What to know
- Ontario has replaced its Endangered Species Act with a new Species Conservation Act, shifting from a permit-based system to a registration model that reduces government oversight of development projects.
- Environmental advocates, including Wilderness Committee campaigner Katie Krelove, warn the changes could harm habitats and allow projects that may negatively impact vulnerable species.
- More than 50 species, including the endangered piping plover, will no longer be protected under provincial law, raising concerns about enforcement gaps and biodiversity loss.
An environmental advocacy group is raising concerns after Ontario Premier Doug Ford’s government replaced its Endangered Species Act with a new legislation that an expert says offers less protection for several species.
The provincial government has officially discontinued its Endangered Species Act and replaced it with a new Species Conservation Act starting March 30.

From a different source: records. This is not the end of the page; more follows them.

PR #524, opened 2019-05-17
Convert feed2catalog to db2catalog

xavierdecoster:
This PR converts `feed2catalog` into `db2catalog`.

All OData http requests have been replaced by SQL db queries. All package downloads going through the gallery's v2 API have been replaced by HTTP requests to the packages container, which is configurable through the new `-packageContentUrlFormat` commandline argument.

Also added new commandline arguments to support configuring cursor size and sql command timeout: `-cursorSize` and `-sqlCommandTimeoutInSeconds` respectively.


xavierdecoster:
Note: looking into the build failure for the `NgTests.csproj` caused by 

> Error CS1738: Named argument specifications must appear after all fixed arguments have been specified. Please use language version 7.2 or greater to allow non-trailing named arguments.

src/Catalog/Helpers/Db2CatalogSqlQueries.cs
```diff
@@ -0,0 +1,122 @@
...
+            SqlConnection sqlConnection,
+            SqlTransaction sqlTransaction,
+            int top,
+            DateTime since,
+            string columnName)
+        {
+            var nextTimestampsQuery = $@"
+                        SELECT TOP {top} P.[{columnName}]
+                        FROM [dbo].[Packages] AS P
+                        WHERE [{columnName}] IS NOT NULL AND [{columnName}] > @{CursorParameterName}
```
joelverhagen: We should only consider available packages, right?

src/Catalog/Helpers/Db2CatalogSqlQueries.cs
```diff
@@ -0,0 +1,122 @@
...
+                            P.[NormalizedVersion],
+                            P.[Created],
+                            P.[LastEdited],
+                            P.[Published],
+                            P.[Listed],
+                            P.[HideLicenseReport],
+                            P.[LicenseNames],
+                            P.[LicenseReportUrl]
+                        FROM [dbo].[Packages] AS P
+                        INNER JOIN [dbo].[PackageRegistrations] AS PR ON P.[PackageRegistrationKey] = PR.[Key]
```
joelverhagen: Same, only available packages right?

src/Catalog/Helpers/GalleryDatabaseHelper.cs
```diff
@@ -0,0 +1,116 @@
...
+        /// <returns>A task that represents the asynchronous operation.
+        /// The task result (<see cref="Task{TResult}.Result" />) returns an
+        /// <see cref="IList{FeedPackageDetails}" />.</returns>
+        private async Task<IReadOnlyCollection<FeedPackageDetails>> GetPackages(
+            DateTime since,
+            int top,
+            string columnName)
+        {
+            using (var sqlConnection = await _connectionFactory.OpenAsync())
+            using (var sqlTransaction = sqlConnection.BeginTransaction())
```
joelverhagen: We are doing two DB queries now (previous one via feed). How we we know this transaction is giving us the proper level of isolation and therefore self consistency? We need a load test? I am not an expert in isolation levels or SQL lock escalation so I can't see what I need to see to be convinced that this is working okay.

src/Catalog/Helpers/GalleryDatabaseHelper.cs
```diff
@@ -0,0 +1,116 @@
...
+            {
+                var timestamps = await _db2catalogQueries.GetTimestampsAsync(
+                    sqlConnection,
+                    sqlTransaction,
+                    top,
+                    since,
+                    columnName);
+
+                return await _db2catalogQueries.GetPackageDetailsForTimestampsAsync(
```
joelverhagen: Would it be possible to just do the old style query for now and later introduce the `GROUP BY` improvement? Maybe we can phase it in to reduce risk.

src/Catalog/Helpers/PackageContentUriBuilder.cs
```diff
@@ -0,0 +1,56 @@
...
+
+        public PackageContentUriBuilder(string packageContentUrlFormat)
+        {
+            _packageContentUrlFormat = packageContentUrlFormat ?? throw new ArgumentNullException(nameof(packageContentUrlFormat));
+
+            if (!_packageContentUrlFormat.Contains("{id-lower}") || !_packageContentUrlFormat.Contains(VersionLowerPlaceholderString))
+            {
+                throw new ArgumentException(
+                    $"The package content URL format must contain the following placeholders to be valid: {IdLowerPlaceholderString}, {VersionLowerPlaceholderString}. " +
+                    "(e.g. https://api.nuget.org/v3-flatcontainer/{id-lower}/{version-lower}/{id-lower}.{version-lower}.nupkg)",
```
joelverhagen: We should use a more realistic example, i.e. packages container

src/Catalog/Persistence/AzureStorage.cs
```diff
@@ -295,48 +295,49 @@ protected override async Task<StorageContent> OnLoadAsync(Uri resourceUri, Cance
             await _throttle.WaitAsync();
             try
             {
-                string content;
-
-                using (var originalStream = new MemoryStream())
+                if (blob.Exists())
```
joelverhagen: Why did this change?

joelverhagen:
Is this based on latest `dev`?

src/Catalog/Helpers/Db2CatalogProjection.cs
```diff
@@ -0,0 +1,49 @@
...
+            var listed = dataRecord.GetBoolean(dataRecord.GetOrdinal("Listed"));
+            var hideLicenseReport = dataRecord.GetBoolean(dataRecord.GetOrdinal("HideLicenseReport"));
+
+            var packageContentUri = _packageContentUriBuilder.Build(
+                packageId.ToLowerInvariant(),
+                normalizedPackageVersion.ToLowerInvariant());
+
+            return new FeedPackageDetails(
+                packageContentUri,
+                dataRecord.ReadNullableUtcDateTime("Created"),
```
joelverhagen: `Created` is not nullable

src/Catalog/Helpers/Db2CatalogProjection.cs
```diff
@@ -0,0 +1,49 @@
...
+                dataRecord.ReadNullableUtcDateTime("LastEdited"),
+                listed ? dataRecord.ReadNullableUtcDateTime("Published") : Constants.UnpublishedDate,
```
joelverhagen: `Published` is not nullable

src/Ng/Helpers/EmptySecretInjector.cs
```diff
@@ -0,0 +1,13 @@
+﻿using System.Threading.Tasks;
+using NuGet.Services.KeyVault;
+
+namespace Ng.Helpers
+{
+    public class EmptySecretInjector : ISecretInjector
```
joelverhagen: Why is this necessary?

src/Ng/Jobs/Db2CatalogJob.cs
```diff
@@ -119,8 +122,23 @@ protected override void Init(IDictionary<string, string> arguments, Cancellation
...
+            PackageContentUriBuilder = new PackageContentUriBuilder(
+                arguments.GetOrThrow<string>(Arguments.PackageContentUrlFormat));
+
+            var connectionString = arguments.GetOrThrow<string>(Arguments.ConnectionString);
+            GalleryDbConnection = new AzureSqlConnectionFactory(
+                connectionString,
+                new EmptySecretInjector(),
+                LoggerFactory.CreateLogger<AzureSqlConnectionFactory>());
+
+            const int timeoutInSeconds = 300;
```
joelverhagen: IMO this should be configurable. We've had to plumb this to config/params so many times for other DB jobs (like stats)

src/Ng/Jobs/Db2CatalogJob.cs
```diff
@@ -252,42 +270,12 @@ protected override async Task RunInternalAsync(CancellationToken cancellationTok
         }
 
         // Wrapper function for CatalogUtility.CreateHttpClient
-        // Overriden by NgTests.TestableFeed2CatalogJob
+        // Overriden by NgTests.TestableDb2CatalogJob
```
joelverhagen: Use XML docs so you can point to the actual type.

tests/NuGet.Services.BasicSearchTests/NuGet.Services.BasicSearchTests.csproj
```diff
@@ -131,7 +131,7 @@
       <Version>2.28.0</Version>
     </PackageReference>
     <PackageReference Include="xunit">
-      <Version>2.1.0</Version>
+      <Version>2.4.1</Version>
```
joelverhagen: This seems duplicate with https://github.com/NuGet/NuGet.Services.Metadata/pull/523

src/Ng/Jobs/Catalog2DnxJob.cs
```diff
@@ -3,9 +3,11 @@
 
 using System;
 using System.Collections.Generic;
+using System.Net;
```
skofman1: this is the only change in this file.. is this needed?

src/Catalog/Helpers/PackageContentUriBuilder.cs
```diff
@@ -0,0 +1,56 @@
...
+        public const string VersionLowerPlaceholderString = "{version-lower}";
+
+        private const string NuPkgExtension = ".nupkg";
+        private readonly string _packageContentUrlFormat;
+
+        public PackageContentUriBuilder(string packageContentUrlFormat)
+        {
+            _packageContentUrlFormat = packageContentUrlFormat ?? throw new ArgumentNullException(nameof(packageContentUrlFormat));
+
+            if (!_packageContentUrlFormat.Contains("{id-lower}") || !_packageContentUrlFormat.Contains(VersionLowerPlaceholderString))
```
skofman1: >{id-lower}" [](start = 52, length = 11)

use the const you already defined

src/Catalog/Extensions/DateTimeExtensions.cs
```diff
@@ -0,0 +1,17 @@
+﻿// Copyright (c) .NET Foundation. All rights reserved.
+// Licensed under the Apache License, Version 2.0. See License.txt in the project root for license information.
+
+namespace System
+{
+    public static class DateTimeExtensions
+    {
+        public static DateTime ForceUtc(this DateTime date)
```
cristinamanum: UnitTest?

src/Catalog/Extensions/IDataRecordExtensions.cs
```diff
@@ -0,0 +1,41 @@
...
+            {
+                throw new ArgumentNullException(nameof(dataRecord));
+            }
+
+            if (columnName == null)
+            {
+                throw new ArgumentNullException(nameof(columnName));
+            }
+
+            return dataRecord.GetDateTime(dataRecord.GetOrdinal(columnName));
```
cristinamanum: What is the behavior of the column type if not DateTime?

src/Catalog/Helpers/Db2CatalogProjection.cs
```diff
@@ -0,0 +1,49 @@
...
+        public FeedPackageDetails FromDataRecord(IDataRecord dataRecord)
+        {
+            if (dataRecord == null)
+            {
+                throw new ArgumentNullException(nameof(dataRecord));
+            }
+
+            var packageId = dataRecord["Id"].ToString();
+            var normalizedPackageVersion = dataRecord["NormalizedVersion"].ToString();
+            var listed = dataRecord.GetBoolean(dataRecord.GetOrdinal("Listed"));
```
cristinamanum: Do the IDataRecord.GetBoolean throw if the conversion fails or return a default value? If silently fails is there any way to ensure the expected type?

src/Catalog/Helpers/Db2CatalogSqlQueries.cs
skofman1: Yup. Make sure not to grab packages in "Validating" state.

---
In reply to: [285178974](https://github.com/NuGet/NuGet.Services.Metadata/pull/524#discussion_r285178974) [](ancestors = 285178974)

src/Catalog/Extensions/DateTimeExtensions.cs
```diff
@@ -0,0 +1,17 @@
...
+        {
+            if (date.Kind == DateTimeKind.Unspecified)
```
cristinamanum: The name may imply there the date will be changed to UTC. This is correct only if the DateTimeKind in Unspecified. What about Local?

src/Catalog/Helpers/Db2CatalogSqlQueries.cs
```diff
@@ -0,0 +1,122 @@
...
+                while (await timestampsReader.ReadAsync())
+                {
+                    timestamps.Add(timestampsReader.ReadDateTime(columnName).ForceUtc());
+                }
+            }
+
+            return timestamps;
+        }
+
+        public async Task<IReadOnlyCollection<FeedPackageDetails>> GetPackageDetailsForTimestampsAsync(
```
skofman1: should be renamed (perhaps separate PR)

src/Catalog/Helpers/Db2CatalogSqlQueries.cs
```diff
@@ -0,0 +1,122 @@
...
+            _db2catalogProjection = new Db2CatalogProjection(packageContentUriBuilder);
+            _commandTimeout = commandTimeout;
+        }
+
+        public async Task<IReadOnlyCollection<DateTime>> GetTimestampsAsync(
+            SqlConnection sqlConnection,
+            SqlTransaction sqlTransaction,
+            int top,
+            DateTime since,
+            string columnName)
```
cristinamanum: What would be the behavior for random columnNames? Should the column names be restricted?

src/Catalog/Helpers/Db2CatalogSqlQueries.cs
```diff
@@ -0,0 +1,122 @@
...
+            return timestamps;
+        }
+
+        public async Task<IReadOnlyCollection<FeedPackageDetails>> GetPackageDetailsForTimestampsAsync(
+            SqlConnection sqlConnection,
+            SqlTransaction sqlTransaction,
+            string columnName,
+            IReadOnlyCollection<DateTime> timestamps)
+        {
+            var packages = new List<FeedPackageDetails>();
```
cristinamanum: Can this lead to OutOfMemory? Should we consider a max count of Packages retrieved?

src/Catalog/Helpers/GalleryDatabaseHelper.cs
```diff
@@ -0,0 +1,116 @@
...
+
+            return OrderPackagesByKeyDate(allPackages, keyDateFunc);
+        }
+
+
+        /// <summary>
+        /// Returns a <see cref="SortedList{DateTime, IList{FeedPackageDetails}}"/> of packages.
+        /// </summary>
+        /// <param name="keyDateFunc">The <see cref="DateTime"/> field to sort the <see cref="FeedPackageDetails"/> on.</param>
+        public static SortedList<DateTime, IList<FeedPackageDetails>> OrderPackagesByKeyDate(
```
cristinamanum: UnitTest?

src/Catalog/Helpers/Db2CatalogSqlQueries.cs
```diff
@@ -0,0 +1,122 @@
...
+                var packagesThisTimestamp = new List<FeedPackageDetails>();
+
+                var packagesCommand = new SqlCommand(packageQuery, sqlConnection, sqlTransaction)
+                {
+                    CommandTimeout = _commandTimeout
+                };
+
+                packagesCommand.Parameters.AddWithValue("Cursor", timestamp);
+
+                using (var packagesReader = await packagesCommand.ExecuteReaderAsync())
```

The move comes after the province passed its Bill 5, Protect Ontario by Unleashing our Economy Act last year. According to the province, the new act aims to accelerate development and infrastructure building by facilitating permits and approvals as the government responds to the U.S. tariffs.
However, Wilderness Committee’s Ontario Campaigner Katie Krelove revealed to Now Toronto that the organization has concerns regarding the replacement.
The advocate says she had been working on a report about certain deficiencies of the Endangered Species Act and what could be done to increase protections when she first learned the legislation was being repealed and substituted.
“It was a bit of shock, honestly, and [my initial reaction was] sadness…To have that being published right as then they were actually decreasing protection, and really gutting any real efforts at actually protecting species at risk and recovering species at risk was kind of a sad day,” she said.
According to her, the new act includes concerning changes.
Under the former Endangered Species Act, before carrying out construction, developers were required to submit an application for a permit including an assessment of any potential impacts on local habitats and species, and outline measures to mitigate these impacts.
Based on this application, the Environment minister could request more information, amend the permit, revoke it, suspend it, or even refuse it altogether.
But under the new Species Conservation Act, the province has switched to a new registration-based system, in which developers no longer have to get approved by the government to carry out the work, and instead must only register activities that may impact endangered species.
Krelove tells Now Toronto that the new process lessens government oversight of projects, and could allow for activities that might harm species at risk.
“There’s that lessening of government oversight, which just opened the door to projects not taking those mitigation seriously or also just to projects that maybe shouldn’t be done at all, or shouldn’t be in that location. So, that’s going to increase the impact to species in their habitat,” she explained.
Several species no longer protected
According to Krelove, the new act also stripped over 50 species from its protection.
Protections under the new act will no longer apply to certain endangered migratory bird or fish species, which are protected under federal government regulations, including the Migratory Birds Convention Act, 1994 and the Species at Risk Act.
Although activity involving these species technically still need to follow federal regulations, Krelove explains that historically the federal government has very rarely enforced these protections, leaving many of these species at risk.
According to the activist, one of the species that will no longer be protected is the piping plover, an endangered migratory bird, which usually settles in Wasaga Beach, Ont. every spring. The area is one of the most successful in terms of habitat for the bird’s breeding, with staff at local parks working to enforce protections for the species and the area itself.
But now with the Species Conservation Act, the bird is no longer protected under provincial law.
“The plovers really have no legal protection and so and all of those resources that went into hiring, paying staff and to monitor and to set up the protections, find out where they’re nesting, protect the nest. All of that is gone,” Krelove said.
In response to the stripped protection, the group is urging Minister of Environment and Climate Change Julie Dabrusin asking the federal government to step up and order an emergency protection of the plover birds.
“If the minister decides that there is an imminent threat to the species in a certain location, then they can step in and immediately sort of enforce federal protections. That is what we are asking the minister to do in the case of the piping plovers at Wasaga Beach,” she said.
Although the government suggests the new rules might help expedite infrastructure and development, Krelove says the discontinued Endangered Species Act was effective in balancing construction and protection for species at risk.
For here, the new rules signal that the Ford government “does not see the value in protecting biodiversity.”
“We are in a biodiversity crisis where we’re losing more and more biodiversity all the time. Every year, more wildlife populations are declining. And this wildlife biodiversity has immense value for keeping our ecosystems healthy, but also for keeping humans healthy,” she said.
“There were already many options for projects to do what they wanted to do and protect species at risk, and so this is sort of just the changes are more are we’re not are just an abandonment altogether.”